A cellular automaton traffic model by mechanical restriction and the slow-to-start rules in the framework of Kerner’s three-phase traffic theory

Most of the conventional cellular automaton (CA) traffic flow models have two shortcomings: unlimited deceleration capabilities and incapability of reproducing the synchronized flow in the three-phase traffic flow theory. Based on an original deceleration CA model that emphasizes limited mechanical capabilities and human overreaction as the origin of congested traffic states, this paper proposes a new deceleration CA model where the slow-to-start rules are incorporated. For periodic boundary conditions, one also finds that the present model can reproduce well the three different phases of traffic flow (free flow, synchronized traffic flow, wide moving jam) as well as two first-order phase transitions (the transitions from free flow to synchronized flow and from synchronized flow to wide moving jam) among them.
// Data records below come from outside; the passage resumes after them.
PR #3514, opened 2021-05-04
Month mobile view changes

lucatume:
- feat(v2/month) mobile messages below grid
- feat(Views/Month_View) display no messages on day

Issues:
* https://theeventscalendar.atlassian.net/browse/TEC-3793 
* https://theeventscalendar.atlassian.net/browse/TEC-3812 

This PR updates the Month mobile view to show the "No events found" for the month message below the grid in mobile view.
Furthermore, the View will, when the user selects a day that has no events, hide or show a message informing the user of that.
Since using `flex-order` around the wrapper turned out to be a terrible pain, I've resolved to print the messages area 2 times and to hide the second print to screen readers by default.

[Screencap](https://www.dropbox.com/s/a8wz1hswkq6r28r/Screen%20Recording%202021-05-06%20at%2015.49.35.mov?dl=0)

Edit: updated screencap link.


lucatume:
To reviewers: I'm not sure if the `eslint` step is broken or I broke it.
Please, let me know if you know more than I do!

Camwyn:
@lucatume don't worry about the eslint - but fix the views_integration tests?

src/resources/js/views/month-mobile-events.js
```diff
@@ -56,6 +59,8 @@ tribe.events.views.monthMobileEvents = {};
 	 * @return {void}
 	 */
 	obj.closeAllEvents = function( $container ) {
+		var hasDays = false;
```
paulmskim, line 62: seems like you don't use `hasDays`, maybe remove?

src/resources/js/views/month-mobile-events.js
```diff
@@ -69,12 +74,55 @@ tribe.events.views.monthMobileEvents = {};
 			if ( contentId ) {
 				$content = $container.find( '#' + contentId );
 				tribe.events.views.accordion.closeAccordion( $header, $content );
+				hasDays = true;
```
paulmskim, line 77: seems like you don't use `hasDays`, maybe remove?

src/resources/js/views/month-mobile-events.js
```diff
@@ -140,6 +188,8 @@ tribe.events.views.monthMobileEvents = {};
 			$content = $container.find( '#' + contentId );
 		}
 
+		obj.handleMobileDayClick( contentId );
```
paulmskim, line 191: `handleMobileDayClick()` expects a `boolean` as the first argument, but `contentId` is a string, is this what you intended?

src/resources/js/views/month-mobile-events.js
```diff
@@ -225,11 +275,19 @@ tribe.events.views.monthMobileEvents = {};
...
+		if ( ! isMobile ) {
+			$( obj.selectors.mobileEventsDefaultNotices ).hide();
+			$( obj.selectors.mobileEventsDynamicNotices ).hide();
+
+			if ( ! state.desktopInitialized ) {
+				obj.closeAllEvents( $container );
+				state.desktopInitialized = true;
+			}
+		} else {
+			obj.handleMobileDayClick();
```
paulmskim, line 287: `handleMobileDayClick()` expects a `boolean` as the first argument, is this what you intended?

src/views/v2/month.php
```diff
@@ -75,6 +76,30 @@ class="tribe-events-calendar-month"
...
+		<?php
+		$this->template(
+			'components/messages',
+			[
+				'attributes' => [
+					'aria-hidden' => 'true',
+					'data-js-mobile-notice' => 'default',
+				],
+			]
+		); ?>
```
mitogh, line 89:
```suggestion
		); 
		?>
```

src/resources/js/views/month-mobile-events.js
```diff
@@ -69,12 +74,55 @@ tribe.events.views.monthMobileEvents = {};
...
+	 *
+	 * @since TBD
+	 *
+	 * @param {bool} viewHasDays Whether the day selected by the user has days in it or not.
+	 *
+	 * @return {void} The method does not return a value and will hide and show message elements.
+	 */
+	obj.handleMobileDayClick = function( hasDays ) {
+		var $defaultNotices = $( obj.selectors.mobileEventsDefaultNotices );
+		var $dynamicNotices = $( obj.selectors.mobileEventsDynamicNotices );
```
paulmskim, line 95: Everything we do in the JS should be scoped to the `$container`, so instead, we call something like `$container.find( obj.selectors.mobileEventsDefaultNotices )`. If this is being called from another function, we should pass down `$container` so the function has access to it.

src/resources/js/views/month-mobile-events.js
```diff
@@ -69,12 +74,55 @@ tribe.events.views.monthMobileEvents = {};
...
+
+		if ( hasDays ) {
+			$defaultNotices.hide();
+			$dynamicNotices.hide();
```
paulmskim, line 99: Instead of using `hide()` and `show()` methods, let's add and remove the class `tribe-common-a11y-hidden`. We can add it to the selectors above and do something like `$defaultNotices.addClass( obj.selectors.hidden.className() )`

src/resources/js/views/month-mobile-events.js
```diff
@@ -225,11 +275,19 @@ tribe.events.views.monthMobileEvents = {};
...
+			if ( ! state.desktopInitialized ) {
+				obj.closeAllEvents( $container );
+				state.desktopInitialized = true;
+			}
+		} else {
+			obj.handleMobileDayClick();
+			if ( state.desktopInitialized ) {
+				state.desktopInitialized = false;
+			}
 		}
```
mitogh, line 291: Maybe a personal preference but you can get ride of the `! isMobile `

```suggestion
		if ( isMobile ) {
			obj.handleMobileDayClick();
			if ( state.desktopInitialized ) {
				state.desktopInitialized = false;
			}
		} else {
			$( obj.selectors.mobileEventsDefaultNotices ).hide();
			$( obj.selectors.mobileEventsDynamicNotices ).hide();

			if ( ! state.desktopInitialized ) {
				obj.closeAllEvents( $container );
				state.desktopInitialized = true;
			}
		}
```

src/resources/js/views/month-mobile-events.js
```diff
@@ -69,12 +74,55 @@ tribe.events.views.monthMobileEvents = {};
...
+		var visibleMessages = 0;
+
+		if ( dynamicNoticesList.length > 0 ) {
+			dynamicNoticesList.each( function( index, item ) {
+				if ( item.getAttribute( 'data-key' ) !== 'no-events-in-day' ) {
+					item.style.display = 'none';
+				} else {
+					item.style.display = '';
+					visibleMessages++;
+				}
```
mitogh, line 113: Same as the other areas inverting the conditional can remove the `!==` operator

```suggestion
				if ( item.getAttribute( 'data-key' ) === 'no-events-in-day' ) {
					item.style.display = '';
					visibleMessages++;				
				} else {
					item.style.display = 'none';
				}
```

src/Tribe/Views/V2/Views/Month_View.php
```diff
@@ -537,4 +540,38 @@ protected function setup_ical_repository_args( $per_page ) {
...
+		 *
+		 * @since TBD
+		 *
+		 * @param array<string,array<string|int,string>> A map from message types to messages for
+		 *                                                each type.
+		 * @param Month_View $view                        A reference to the View instance that is filtering its mobile messages.
+		 */
+		$mobile_messages = apply_filters( 'tribe_events_views_v2_month_mobile_messages', $mobile_messages, $this );
+
+		return $mobile_messages;
```
mitogh, line 575:
```suggestion
		return apply_filters( 'tribe_events_views_v2_month_mobile_messages', $mobile_messages, $this );
```

mitogh (changes requested):

src/resources/js/views/month-mobile-events.js
paulmskim, line 113: same here, let's add/remove the `tribe-common-a11y-hidden` class. Also, if for some reason there was another notice with a key that is not `no-events-in-day`, that would never show. Is that on purpose?

src/views/v2/month.php
```diff
@@ -75,6 +76,30 @@ class="tribe-events-calendar-month"
...
+		$this->template(
+			'components/messages',
+			[
+				'attributes' => [
+					'aria-hidden' => 'true',
+					'data-js-mobile-notice' => 'dynamic',
+				],
+				'messages'   => $mobile_messages,
+			] );
+		?>
```
paulmskim, line 101:
```suggestion
		<?php
		$this->template(
			'components/messages',
			[
				'attributes' => [
					'aria-hidden' => 'true',
					'data-js-mobile-notice' => 'default',
				],
			]
		);
		?>

		<?php
		$this->template(
			'components/messages',
			[
				'attributes' => [
					'aria-hidden' => 'true',
					'data-js-mobile-notice' => 'dynamic',
				],
				'messages'   => $mobile_messages,
			]
		);
		?>
```

paulmskim: Also curious why we have the default messages, it seems like we never use it (unless someone removes the dynamic messages)?

paulmskim: Also, I wonder if it makes sense, instead of having this one message, which seems like it's meant for each day, output only once and handle it via JS, we add a message component to each mobile day. If there are no events, then we output a message component with the mobile messages. This way, we won't need to do any extra JS, CSS, and just output a message component. It allows for a message for each day (if a user wanted), and all the showing/hiding is handled for you already.

paulmskim (changes requested):
Some changes suggested, but also mainly a question around possible approach for the FE side here, let me know your thoughts.

src/resources/postcss/views/skeleton/_header.pcss
```diff
@@ -50,9 +50,20 @@
...
 		.tribe-common--breakpoint-medium& {
 			margin-bottom: var(--spacer-7);
 			order: 1;
+
+			&:not([aria-hidden]) {
+				display: flex;
+			}
+			&[aria-hidden] {
+				display: none;
+			}
```
paulmskim, line 66: we can probably remove these, right?

src/views/v2/month.php
```diff
@@ -75,6 +75,13 @@ class="tribe-events-calendar-month"
 
 		</div>
 
+		<!-- This is the second occurrence of this, let's never show it to screen readers. -->
+		<?php
+		$this->template(
+			'components/messages', [
+			'attributes' => [ 'aria-hidden' => 'true', 'data-js-type' => 'default' ]
```
paulmskim, line 82: we can probably remove `aria-hidden` here and rely on the `tribe-common-a11y-hidden` class, since we don't actually change this in the JS, it hurts us more than not.

mitogh (dismissed):

src/views/v2/month/mobile-events/mobile-day.php
```diff
@@ -52,16 +53,24 @@
...
+			<?php $this->template( 'month/mobile-events/mobile-day/mobile-event', [ 'event' => $event ] ); ?>
 
-	<?php $this->template( 'month/mobile-events/mobile-day/more-events', [ 'more_events' => $day['more_events'], 'more_url' => $day['day_url'] ] ); ?>
+		<?php endforeach; ?>
+
+		<?php $this->template( 'month/mobile-events/mobile-day/more-events', [ 'more_events' => $day['more_events'], 'more_url' => $day['day_url'] ] ); ?>
+
+	<?php else : ?>
+
+		<?php $this->template( 'components/messages', [ 'attributes' => [ 'aria-hidden' => 'true' ], 'messages' => $mobile_messages ] ); ?>
```
paulmskim, line 73: we can probably remove `aria-hidden` here, since we don't actually change this in the JS, it hurts us more than not.

paulmskim (changes requested):
a few more smaller things, but looks good otherwise

src/views/v2/month/mobile-events/mobile-day.php
```diff
@@ -52,16 +53,27 @@
...
+		<?php endforeach; ?>
+
+		<?php $this->template( 'month/mobile-events/mobile-day/more-events', [ 'more_events' => $day['more_events'], 'more_url' => $day['day_url'] ] ); ?>
+
+	<?php else : ?>
+
+		<?php $this->template( 'components/messages', [
+			'classes' => [ 'tribe-events-header__messages--mobile','tribe-events-header__messages--day' ],
+			'messages' => $mobile_messages ]
+		); ?>
```
paulmskim, line 76:
```suggestion
		<?php
		$this->template(
			'components/messages',
			[
				'classes' => [ 'tribe-events-header__messages--mobile', 'tribe-events-header__messages--day' ],
				'messages' => $mobile_messages,
			]
		);
		?>
```

paulmskim (approved):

Compared to the original deceleration CA model, one notes that the phase transition from the synchronized flow to wide moving jam becomes distinguishable. Furthermore, the present model can reliably reproduce most empirical findings including synchronized flow with different slopes, the so-called pinch effect, and the time-headway distribution of free flow and so on. Importantly, the synchronized flow with different slopes is supported by spatiotemporal diagrams and the statistical distribution of velocity and so on. For open boundary conditions, the present model can reproduce the spatiotemporal diagrams of well-known five patterns including moving synchronized flow pattern, localized synchronized flow pattern, widening synchronized flow pattern, dissolving general pattern and general pattern.